Saved entries
PR #297, opened 2020-08-17
Add debug to action log processing

tbachman:
When action logs are backed up, aim-aid logging should indicate
how many action logs are being processed. This commit adds a log
message at the INFO level if the number of action log messages to
be processed for a given tenant goes above 1,000.

### DIFF
--- a/aim/db/hashtree_db_listener.py
+++ b/aim/db/hashtree_db_listener.py
@@ -28,6 +28,7 @@ from aim.common import utils
 from aim import config as aim_cfg
 from aim import tree_manager
 
+ACTION_LOG_THRESHOLD = 1000
 MAX_EVENTS_PER_ROOT = 10000
 LOG = logging.getLogger(__name__)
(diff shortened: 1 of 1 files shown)


aim/db/hashtree_db_listener.py
```diff
@@ -28,6 +28,7 @@
 from aim import config as aim_cfg
 from aim import tree_manager
 
+ACTION_LOG_THRESHOLD = 1000
```
kentwu1, line 31: LGTM but just wondering should we make this threshold configurable just in case user complains either not seeing the logs (but the system is already slow) or seeing too many logs while system is still operational....

tbachman: If it were affecting a behavior I'd say yes - but in this case it's just a log message. The threshold number I picked is a bit arbitrary, but in a normal working setup it shouldn't get triggered.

▶ _WHAT THE TASK REQUIRES_
Isolate the lines above that contain the word "just" and copy them.

▶ _EXPECTED OUTPUT_
kentwu1, line 31: LGTM but just wondering should we make this threshold configurable just in case user complains either not seeing the logs (but the system is already slow) or seeing too many logs while system is still operational....
tbachman: If it were affecting a behavior I'd say yes - but in this case it's just a log message. The threshold number I picked is a bit arbitrary, but in a normal working setup it shouldn't get triggered.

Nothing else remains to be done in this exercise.